Phil starts into a trot, a steady clip, and Thom sighs approval. Jonny plays quick arpeggi, triplets rising and falling in varied chord progressions, joined by Ed’s own watery arpeggi. This is "Arpeggi."
Then it’s “All I Need,” which is quite beautiful. “Faust ARP,” a quick, gorgeous sweep. “Reckoner” -- lovely.
And this is where I tune out. It’s clear that despite the glowing sounds coming out of my speakers, Thom’s overarching theme is one of alienation, loss, and confusion. Missed connections, letdowns, breakdowns in communication. This, also, is what Radiohead do. You hear the stunning, inventive musicality, the way it interlocks with Thom’s vocalizations, and you might find hope settling in among the lines of despair.
But you also might wonder if Thom will ever sing about anything else. You might wonder what Radiohead would be like with more interstellar bursts of universe-saving energy like “Airbag” and fewer bouts of inscrutable alienation as evidenced by virtually every track on In Rainbows.
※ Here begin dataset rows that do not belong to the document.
PR #10765, opened 2026-05-23
fix(query-core): snapshot resetQueries match set before mutating state

### LINKED ISSUE #10705: resetQueries method does not trigger refetch on errored queries
### Describe the bug

Hello !

I encountered a behavior of `resetQueries` that i think is not an intended behavior. In my usecase, i tried to reset all my errored queries with this code:

```typescript
void queryClient.resetQueries({
  predicate: (query) => query.state.status === "error",
});
```

and what i found out is the queries were reset, but they never got refetched, and stayed stuck in their initial `pending` status.

The reason is in the source code:

```typescript
resetQueries<TTaggedQueryKey extends QueryKey = QueryKey>(
  filters?: QueryFilters<TTaggedQueryKey>,
  options?: ResetOptions,
): Promise<void> {
  const queryCache = this.#queryCache

  return notifyManager.batch(() => {
    queryCache.findAll(filters).forEach((query) => {
      query.reset()
    })
    return this.refetchQueries(
      {
        type: 'active',
        ...filters,
      },
      options,
    )
  })
}
``` 

The initial step of resetting queries leads to their status being changed to `pending` (or `success` if they have initial data), so when we get to the refetch step, the queries we intended to reset + refetch, are not errored anymore. Applying the "only errored queries" filter on the, now changed, queries means we don't refetch any queries.

This also impacts successful queries (if they don't have initial data), as well as any query attribute that is susceptible to mutate during the operation.

The same pattern is found in `invalidateQueries` but since the only field it mutates - as far as I understand - is `isInvalidated` the impact is much smaller.
I added it in my reproduction app, but as one can get imagine it's pretty wonky to filter on that attribute.

https://stackblitz.com/github/alZyad/reset-errored-queries-no-refetch/tree/stackblitz?file=src%2FResetQueriesReproduction.jsx

### Steps to reproduce

1- reset errored queries by filtering on their status
2- queries which are initially errored stay pending forever

### Expected behavior

queries which are initially errored are reset to pending status, but also get refetched.

Every time

### Screenshots or Videos

_No response_

### Platform

- OS: MacOS
- Browser: Arc
- Version: 1.146.0 (80402)
- Chromium Engine Version 148.0.7778.97

### Tanstack Query adapter

None

### TanStack Query version

5.99.2

### TypeScript version

_No response_

### Additional context

I opened a PR with a fix suggestion in case my analysis of the issue is correct !
https://github.com/TanStack/query/pull/10704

No other band has been as successful in crystallizing its alienation in these troubled times while throwing their syntax in the blender. But because we’ve become accustomed to Radiohead throwing everything else in the blender as well, maybe our expectations are out of whack.
At this point, I get the sense that In Rainbows is a series of pretty Radiohead songs with no standout to hold onto, with a huge, rocking B-side (“Bodysnatchers”) wedged in to give the album some much-needed balls. I decide to remove “Bodysnatchers” and listen to it again. (If there is no cohesive physical construct to this puppy, I can mess with it however I please.)
But something is missing. It’s too calm, too slow, too one-note. “Bodysnatchers” goes back in. And while it remains an anomaly, it’s a much needed one. Thom shrieks, with hog-tied rage, a declaration that atomizes and floats like dust motes in the scattered rays of sunlight found in the rest of the album: IT’S THE 21ST CENTURY, he says. I’M ALIVE.
Every inscrutable album has a key that unlocks it, and “Bodysnatchers” is that key for me. It soon becomes my favorite song, shortly followed by the rest. Each song is thrown into new relief – instead of sounding vaguely conflicted and very pretty, the songs begin to come to life. Soon, all the songs seem to make small declarations. This is what good albums are supposed to do. They reveal glimpses of the big picture, whatever it is, and the rest of it is up to you to find.
Radiohead has chosen to provide no guidance or comfort in terms of album art, and they leave it up to us to figure out how much we value what they do. So finally, we look to the music itself, and we each start from our own place."